Check every line of the data below for "instead". Copy each one that has it.

§ RECORDS TO PROCESS:
▼

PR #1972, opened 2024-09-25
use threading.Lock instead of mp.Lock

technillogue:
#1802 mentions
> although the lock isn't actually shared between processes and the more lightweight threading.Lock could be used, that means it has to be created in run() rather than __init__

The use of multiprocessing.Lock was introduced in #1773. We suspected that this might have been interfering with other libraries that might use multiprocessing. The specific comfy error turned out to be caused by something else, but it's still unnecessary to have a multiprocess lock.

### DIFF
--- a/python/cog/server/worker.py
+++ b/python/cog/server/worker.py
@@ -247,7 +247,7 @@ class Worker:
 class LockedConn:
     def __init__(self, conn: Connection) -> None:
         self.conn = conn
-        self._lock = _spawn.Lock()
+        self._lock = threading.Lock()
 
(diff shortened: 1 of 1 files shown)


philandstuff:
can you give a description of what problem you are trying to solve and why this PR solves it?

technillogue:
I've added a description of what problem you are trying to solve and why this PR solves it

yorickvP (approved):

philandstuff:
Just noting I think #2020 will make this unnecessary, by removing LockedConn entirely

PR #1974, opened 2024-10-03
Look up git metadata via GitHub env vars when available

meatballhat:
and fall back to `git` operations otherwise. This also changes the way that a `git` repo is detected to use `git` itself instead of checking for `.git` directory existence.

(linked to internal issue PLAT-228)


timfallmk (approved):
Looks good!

▲

§ SOLVED EXERCISE:
use threading.Lock instead of mp.Lock
and fall back to `git` operations otherwise. This also changes the way that a `git` repo is detected to use `git` itself instead of checking for `.git` directory existence.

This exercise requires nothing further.